Thank you very much that was an amazing and extremely helpful explanation. You helped me see things in a way I never had thought about seeing them.


----------



## DayTraveler (Feb 1, 2021)

I'm learning this system I wanted to edit but it would not let me so I just added my modified post. I wanted to mention about how Welk deals with after market accounts.
I don't know as much as you folks here on TUG I admire your knowledge base. I am a Welk owner and I feel like I got gypped. I was hoping to share our situation and please ask for feedback because I am not sure I am seeing the big picture: my in-laws joined Welk in the 80’s. We grew up in and around Welk and inherited their 300k points three years ago because they both passed away. Then 2 years ago we spent only 2k to buy a 180k points account (after market account like someone who had Welk but sold it and a third party seller sold it to us something Welk was not crazy about) not realizing the distinction between the two types of ownership. The big one being the two owner base fees (the yearly dues had a base fee and we now had two one for the 300K and one for the 180K) . The other one being the idea that those points had different status and were looked at differently. So just a year ago we paid 7K to add 60k points and blend everything to be 540 Priority Level Platinum owner. We haven’t even had the chance to experience the perks that came along with it nor have we had the chance to recoup by saving the base owner fee each year. When my wife and I decided to spend 7K we did the calculations of saving roughly $500 each year because one base fee would be removed. These were the reasons we paid those fees. Does that make sense? That’s the part that is hard for me to judge.


----------



## RunCat (Feb 1, 2021)

DayTraveler said:


> I'm learning this system I wanted to edit but it would not let me so I just added my modified post. I wanted to mention about how Welk deals with after market accounts.
> I don't know as much as you folks here on TUG I admire your knowledge base. I am a Welk owner and I feel like I got gypped. I was hoping to share our situation and please ask for feedback because I am not sure I am seeing the big picture: my in-laws joined Welk in the 80’s. We grew up in and around Welk and inherited their 300k points three years ago because they both passed away. Then 2 years ago we spent only 2k to buy a 180k points account (after market account like someone who had Welk but sold it and a third party seller sold it to us something Welk was not crazy about) not realizing the distinction between the two types of ownership. The big one being the two owner base fees (the yearly dues had a base fee and we now had two one for the 300K and one for the 180K) . The other one being the idea that those points had different status and were looked at differently. So just a year ago we paid 7K to add 60k points and blend everything to be 540 Priority Level Platinum owner. We haven’t even had the chance to experience the perks that came along with it nor have we had the chance to recoup by saving the base owner fee each year. When my wife and I decided to spend 7K we did the calculations of saving roughly $500 each year because one base fee would be removed. These were the reasons we paid those fees. Does that make sense? That’s the part that is hard for me to judge.

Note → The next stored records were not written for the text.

PR #10761, opened 2021-09-02
DPP-577 Use BIGINT instead of TIMESTAMP

rautenrieth-da:
This PR changes all timestamp columns in the index database to use BIGINT (storing microseconds since UNIX epoch) instead of TIMESTAMP values.

This makes the index database independent of any time zone settings. Index databases produced by applications running in a non-UTC time zone can be fixed manually.


ledger/participant-integration-api/src/main/scala/platform/store/backend/postgresql/PGField.scala
```diff
@@ -3,33 +3,8 @@
 
 package com.daml.platform.store.backend.postgresql
 
-import java.time.{Instant, ZoneOffset}
-import java.time.format.DateTimeFormatter
-
 import com.daml.platform.store.backend.common.Field
 
-private[postgresql] trait PGTimestampBase[FROM, TO] extends Field[FROM, TO, String] {
```
rautenrieth-da, line 11: Nice side effect of this change: less differences between StorageBackend implementations.

ledger/participant-integration-api/src/main/scala/platform/store/Conversions.scala
```diff
@@ -319,9 +320,17 @@ private[platform] object Conversions {
 
   // Instant
 
-  def instant(name: String): RowParser[Instant] =
+  // TODO append-only: Delete after removing the mutating schema. The append-only schema only uses BIGINT for timestamps.
+  def instantFromTimestamp(name: String): RowParser[Instant] =
     SqlParser.get[Date](name).map(_.toInstant)
 
+  def instantFromMicros(name: String): RowParser[Instant] =
+    SqlParser.get[Long](name).map { micros =>
```
nmarton-da, line 328: ....map(Instant.EPOCH.plus(_, ChronoUnit.MICROS))

ledger/participant-integration-api/src/main/scala/platform/store/backend/common/Field.scala
```diff
@@ -91,11 +92,21 @@ private[backend] case class BooleanOptional[FROM](extract: FROM => Option[Boolea
   override def convert: Option[Boolean] => lang.Boolean = _.map(Boolean.box).orNull
 }
 
+private[backend] object Timestamp {
```
nmarton-da, line 95: can it be that it would be better to just drop the timestamp, and use the bigint field instead?
* Primarily conversions need to happen in one layer above, in UpdateToDDto, because that computation is happening on a different stage, computation done here is happening on Connection holding threads. (although in this particular case it does not sound expensive)
* We anyway convert almost anythign to Instant first, and then here to bigint...would it be easier to roll an implicit decorator to daml Timestamp with .toEpocMicros and change all .toInstant to .toEpochMicros?
* slightly lower footprint in the buffers with holding longs
* smaller surface in supported fields/fieldstrategy in the Schema framework

ledger/participant-integration-api/src/main/scala/platform/store/backend/common/Field.scala
```diff
@@ -91,11 +92,21 @@ private[backend] case class BooleanOptional[FROM](extract: FROM => Option[Boolea
...
+  def instantToMicros(i: Instant): Long =
+    TimeUnit.SECONDS.toMicros(i.getEpochSecond) + TimeUnit.NANOSECONDS.toMicros(i.getNano.toLong)
+}
+
 private[backend] case class Timestamp[FROM](extract: FROM => Instant)
-    extends TrivialField[FROM, Instant]
+    extends Field[FROM, Instant, java.lang.Long] {
```
nmarton-da, line 101: the java type is only needed to force non primitive transport to signall nulls. this could be simply Long I think

ledger/participant-integration-api/src/main/scala/platform/store/backend/common/Field.scala
```diff
@@ -91,11 +92,21 @@ private[backend] case class BooleanOptional[FROM](extract: FROM => Option[Boolea
   override def convert: Option[Boolean] => lang.Boolean = _.map(Boolean.box).orNull
 }
 
+private[backend] object Timestamp {
+  def instantToMicros(i: Instant): Long =
+    TimeUnit.SECONDS.toMicros(i.getEpochSecond) + TimeUnit.NANOSECONDS.toMicros(i.getNano.toLong)
```
nmarton-da, line 97: ChronoUnit.MICROS.between(Instant.EPOCH, i)

ledger/participant-integration-api/src/main/scala/platform/store/backend/common/Field.scala
nmarton-da: also for the Timestamp: it could be an implicit decorator to get out the micros from Instant-s as well for the read side

ledger/participant-integration-api/src/main/scala/platform/store/backend/h2/H2StorageBackend.scala
```diff
@@ -85,16 +86,16 @@ private[backend] object H2StorageBackend
...
       key: String,
       submittedAt: Instant,
       deduplicateUntil: Instant,
   )(connection: Connection): Int =
     SQL(SQL_INSERT_COMMAND)
       .on(
         "deduplicationKey" -> key,
-        "submittedAt" -> submittedAt,
-        "deduplicateUntil" -> deduplicateUntil,
+        "submittedAt" -> Timestamp.instantToMicros(submittedAt),
```
nmarton-da, line 97: and this could be with the impicit decorator
`"submittedAt" -> submittedAt.toEpochMicros,`

ledger/participant-integration-api/src/main/scala/platform/store/backend/oracle/OracleField.scala
```diff
@@ -3,37 +3,11 @@
...
 package com.daml.platform.store.backend.oracle
 
-import java.sql.{PreparedStatement, Timestamp}
-import java.time.Instant
+import java.sql.PreparedStatement
 import com.daml.platform.store.backend.common.Field
 import spray.json._
 import spray.json.DefaultJsonProtocol._
 
-private[oracle] case class OracleTimestamp[FROM](extract: FROM => Instant)
```
nmarton-da, line 12: yaaay less code

ledger/participant-integration-api/src/main/scala/platform/store/backend/postgresql/PGField.scala
nmarton-da: yaaaaaay!

ledger/participant-integration-api/src/test/lib/scala/platform/store/backend/StorageBackendTestsTimestamps.scala
```diff
@@ -0,0 +1,83 @@
...
+    } yield {
+      withClue("UTC") { events1.head.ledgerEffectiveTime shouldBe Some(let) }
+      withClue("GMT-1") { events2.head.ledgerEffectiveTime shouldBe Some(let) }
+      withClue("GMT+1") { events3.head.ledgerEffectiveTime shouldBe Some(let) }
+    }
+  }
+
+  // Some JDBC operations depend on the JVM default time zone.
+  // In particular, TIMESTAMP WITHOUT TIME ZONE columns are interpreted in the local time zone of the client.
+  private def withDefaultTimeZone[T](tz: String)(f: Connection => T)(connection: Connection): T = {
```
nmarton-da, line 74: here I would take extra care. 
This test cannot run in the same JVM as other tests in parallel, because it might cause problems with time related code.
How can we ensure that?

IMO, from a maintenance fee perspective, you will be fine; having one account is better than two; provided you have a long term view. You also have more points that will give you more options on destinations. Both of those I would consider to be good things. 
Re: Priority Levels: who knows what will happen. Those benefits were offered by Welk Resorts and were subject to change. I suspect they will be. Our family has over 2M points so I am hoping that some quantity benefit remains in place;  but I am not assuming it.


----------



## nuwermj (Feb 1, 2021)

DayTraveler said:


> I'm learning this system I wanted to edit but it would not let me so I just added my modified post. I wanted to mention about how Welk deals with after market accounts.
> I don't know as much as you folks here on TUG I admire your knowledge base. I am a Welk owner and I feel like I got gypped. I was hoping to share our situation and please ask for feedback because I am not sure I am seeing the big picture: my in-laws joined Welk in the 80’s. We grew up in and around Welk and inherited their 300k points three years ago because they both passed away. Then 2 years ago we spent only 2k to buy a 180k points account (after market account like someone who had Welk but sold it and a third party seller sold it to us something Welk was not crazy about) not realizing the distinction between the two types of ownership. The big one being the two owner base fees (the yearly dues had a base fee and we now had two one for the 300K and one for the 180K) . The other one being the idea that those points had different status and were looked at differently. So just a year ago we paid 7K to add 60k points and blend everything to be 540 Priority Level Platinum owner. We haven’t even had the chance to experience the perks that came along with it nor have we had the chance to recoup by saving the base owner fee each year. When my wife and I decided to spend 7K we did the calculations of saving roughly $500 each year because one base fee would be removed. These were the reasons we paid those fees. Does that make sense? That’s the part that is hard for me to judge.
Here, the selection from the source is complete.